Only the lines from the top of the data through the line containing "-1,0 +1,22 @@" should be duplicated, exactly as they appear.

Given information:
▶
PR #7272, opened 2017-09-12
Add compilation errors for when initializers involve error handling

lydia-duncan:
While we would like to be able to allow throw, try, and try! inside an
initializer during Phase 2 only, we didn't have time to implement that this
release.  Instead, add a temporary error about using those structures (with
the except of try! without a catch block, as it will cause an execution halt
and thus will not return the instance in a bad state), and declaring an
initializer as throws.

Adds 9 tests to verify the new error messages, covering:
- declaring the initializer as throws
- having a throw in an initializer body (currently just checks Phase 1)
- having a `try stmt` in an initializer body (ditto above)
- having a `try { stmts }` in an initializer body (ditto above)
- having a `try! stmt` in an initializer body (ditto above)
- having a `try! { stmts }` in an initializer body (ditto above)
- having a `try { stmts } catch { stmts }` in an initializer body (ditto above)
- having a `try! { stmts } catch { stmts }` in an initializer body (ditto above)
- having one of the above in an initializer body when it is not a top level
  statement (ditto above)

Testing: running a full paratest w/ futures

### DIFF
--- a/test/classes/initializers/errors/errHandling/initWithTryBang.chpl
+++ b/test/classes/initializers/errors/errHandling/initWithTryBang.chpl
@@ -1,0 +1,22 @@
+// Verifies we currently don't allow initializers to have try! statements in
+// their body.
+// We hope to eventually allow it.
+class Foo {
+  var x: int;
+
+  proc init() {
+    x = 10;
+    try! {
+      outerFunc();
+    }
+    super.init();
+  }
+}
+
+proc outerFunc() throws {
+  throw new Error();
+}
+
+var foo = new Foo();
+writeln(foo);
+delete foo;
--- a/test/classes/initializers/errors/errHandling/initWithTryBang.chpl
+++ b/test/classes/initializers/errors/errHandling/initWithTryBang.chpl
@@ -1,6 +1,5 @@
-// Verifies we currently don't allow initializers to have try! statements in
-// their body.
-// We hope to eventually allow it.
+// Verifies we currently allow initializers to have try! statements in their
+// body, as long as it doesn't have a catch block
 class Foo {
   var x: int;
 
--- a/test/classes/initializers/errors/errHandling/initWithTryBang2.chpl
+++ b/test/classes/initializers/errors/errHandling/initWithTryBang2.chpl
@@ -1,6 +1,5 @@
-// Verifies we currently don't allow initializers to have try! statements in
-// their body.
-// We hope to eventually allow it.
+// Verifies we currently allow initializers to have try! statements in their
+// body, as long as it doesn't have a catch block.
 class Foo {
   var x: int;
 
--- a/test/classes/initializers/errors/errHandling/initWithTryBang2.chpl
+++ b/test/classes/initializers/errors/errHandling/initWithTryBang2.chpl
@@ -1,0 +1,20 @@
+// Verifies we currently don't allow initializers to have try! statements in
+// their body.
+// We hope to eventually allow it.
+class Foo {
+  var x: int;
+
+  proc init() {
+    x = 10;
+    try! outerFunc();
+    super.init();
+  }
+}
+
+proc outerFunc() throws {
+  throw new Error();
+}
+
+var foo = new Foo();
+writeln(foo);
+delete foo;
--- a/test/classes/initializers/errors/errHandling/initWithTryCatch.chpl
+++ b/test/classes/initializers/errors/errHandling/initWithTryCatch.chpl
@@ -1,0 +1,24 @@
+// Verifies we currently don't allow initializers to have try statements in
+// their body.
+// We hope to eventually allow it.
+class Foo {
+  var x: int;
+
+  proc init() {
+    x = 10;
+    try {
+      outerFunc();
+    } catch {
+      writeln("Look ma, I caught an error!");
+    }
+    super.init();
+  }
+}
+
+proc outerFunc() throws {
+  throw new Error();
+}
+
+var foo = new Foo();
+writeln(foo);
+delete foo;
--- a/test/classes/initializers/errors/errHandling/initWithTryCatch.chpl
+++ b/test/classes/initializers/errors/errHandling/initWithTryCatch.chpl
@@ -5,9 +5,9 @@ class Foo {
   var x: int;
 
   proc init() {
-    x = 10;
     try {
       outerFunc();
+      x = 10;
     } catch {
       writeln("Look ma, I caught an error!");
     }
--- a/compiler/passes/initializerRules.cpp
+++ b/compiler/passes/initializerRules.cpp
@@ -24,6 +24,7 @@
 #include "InitNormalize.h"
 #include "passes.h"
 #include "stmt.h"
+#include "TryStmt.h"
 #include "type.h"
 #include "typeSpecifier.h"
 
@@ -38,7 +39,7 @@ static bool      isInitStmt (Expr* stmt);
 static bool      isSuperInit(Expr* stmt);
 static bool      isThisInit (Expr* stmt);
 
-static bool      isErrHandlingStmt(Expr* stmt);
+static bool      isUnacceptableTry(Expr* stmt);
 
 static void      preNormalize(FnSymbol* fn);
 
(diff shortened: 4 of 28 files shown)


lydia-duncan:
@noakesmichael - would you review?  @psahabu or @mppf - would one of you double check me on the testing coverage?

psahabu:
The problem with banning `try!` in initializers is that it can cause programs written in fatal error mode to be unwritable in relaxed or strict error mode.
``` chapel
proc init() {
  thisFunctionThrows();
}
```
In this example, fatal mode would wrap a halt around `thisFunctionThrows();`, but in relaxed mode would require a `try!` that is disallowed by this PR.

There are four possible resolutions to this, in order of effort:
1. Leave it as is.
2. Permit `try!` and only `try!` inside initializers.
3. Permit `try!` and `try` with a `catch`-all inside initializers.
4. Check all functions calls in `init()` to see if they throw.

While (1) seems unappealing at first, relaxed mode already bans some reasonable programs from being written, so this would just be a harsher enforcement than intended.

(2) is the simplest to tack on to this PR, but would leave strange inconsistencies like `try! { } catch { }` would be allowed while `try { } catch { }` would not, even though they're functionally the same.

(3) is more philosophically consistent with error handling generally, but would a bit more effort determining if there is a catch-all on a plain `try`. It might be possible to leverage code in the errorHandling pass to do this, though.

(4) is needlessly limiting and infeasible in this timeframe.

@mppf do you have any thoughts on this?

mppf:
I think that `try!` (without catch) should always be allowed, even in Phase 1. If the initializer can't be `throws`, there's no way to propagate the error out when `try` (without catch) is used, so there's no sense in checking it.

I can certainly see that we don't want control flow in Phase 1, but that seems similar for conditionals, `try/catch`, and even `defer`. Is there a way to make the check for isErrHandlingStmt more similar to how conditionals are detected? Or, what would the testing look like if we removed the `isErrHandlingStmt` entirely? Or, perhaps, only disallow `try/catch` and `try!/catch` in Phase 1 for now?

lydia-duncan:
Again, this is a temporary commit because I don't think we have time to fully implement the "error handling in initializers" rules we wanted for this release.  The question is whether banning `try!` for this release is reasonable temporary behavior.  Removing isErrHandlingStmt would mean going out with whatever support happened to work as is, which definitely allows us to throw from Phase 1 currently.

While I don't think it would be necessarily that much harder to implement the more fine-grained approach for initializers (though some parts would require interaction between the error handling and initializer-verifying passes that will be more difficult), it seems late in the release cycle to do so and be certain we weren't allowing something that we would ultimately want to clamp down on later.

mppf:
@lydia-duncan - For the immediate term, I'd be more comfortable with "whatever happens to work" than with "banning try!". I think most uses of error handling + initializers will want the initializer to `throw` or will amount to simple uses of `try!` - and the former won't compile anyway (with your other check) and the latter will probably just work.

lydia-duncan:
Ah, I see.  So only banning throw on an initializer would allow try! and try with a catchall, but would give compilation errors for everything else.

test/classes/initializers/errors/errHandling/initWithTryBang.chpl
```diff
@@ -0,0 +1,22 @@
...
+    }
+    super.init();
+  }
+}
+
+proc outerFunc() throws {
+  throw new Error();
+}
+
+var foo = new Foo();
```
lydia-duncan: @mppf - without the changes on this branch, this test generates the output:
```
uncaught Error:
   initWithTryBang.chpl:17: thrown here
   initWithTryBang.chpl:20: uncaught here
```

test/classes/initializers/errors/errHandling/initWithTryBang2.chpl
```diff
@@ -0,0 +1,20 @@
...
+    try! outerFunc();
+    super.init();
+  }
+}
+
+proc outerFunc() throws {
+  throw new Error();
+}
+
+var foo = new Foo();
```
lydia-duncan: Similarly, this test generates this output:
```
uncaught Error:
   initWithTryBang2.chpl:15: thrown here
   initWithTryBang2.chpl:18: uncaught here
```

test/classes/initializers/errors/errHandling/initWithTryBang.chpl
mppf: That seems just fine.

test/classes/initializers/errors/errHandling/initWithTryBang2.chpl
mppf: Also looks OK to me.

test/classes/initializers/errors/errHandling/initWithTryCatch.chpl
```diff
@@ -0,0 +1,24 @@
...
+class Foo {
+  var x: int;
+
+  proc init() {
+    x = 10;
+    try {
+      outerFunc();
+    } catch {
+      writeln("Look ma, I caught an error!");
+    }
```
lydia-duncan: I think this case ends up being the most worrisome without banning all error handling structures, as its behavior seems to indicate it would permit field assignment and super.init() calls within the try catch, potentially violating single-initialization of fields and single-super.init() calls (for instance, an early thrown error could prevent the assignment to the field that our pass detected within the later body of the try, and would not insert the appropriate omitted initialization before returning)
◀
Answer box:
PR #7272, opened 2017-09-12
Add compilation errors for when initializers involve error handling

lydia-duncan:
While we would like to be able to allow throw, try, and try! inside an
initializer during Phase 2 only, we didn't have time to implement that this
release.  Instead, add a temporary error about using those structures (with
the except of try! without a catch block, as it will cause an execution halt
and thus will not return the instance in a bad state), and declaring an
initializer as throws.

Adds 9 tests to verify the new error messages, covering:
- declaring the initializer as throws
- having a throw in an initializer body (currently just checks Phase 1)
- having a `try stmt` in an initializer body (ditto above)
- having a `try { stmts }` in an initializer body (ditto above)
- having a `try! stmt` in an initializer body (ditto above)
- having a `try! { stmts }` in an initializer body (ditto above)
- having a `try { stmts } catch { stmts }` in an initializer body (ditto above)
- having a `try! { stmts } catch { stmts }` in an initializer body (ditto above)
- having one of the above in an initializer body when it is not a top level
  statement (ditto above)

Testing: running a full paratest w/ futures

### DIFF
--- a/test/classes/initializers/errors/errHandling/initWithTryBang.chpl
+++ b/test/classes/initializers/errors/errHandling/initWithTryBang.chpl
@@ -1,0 +1,22 @@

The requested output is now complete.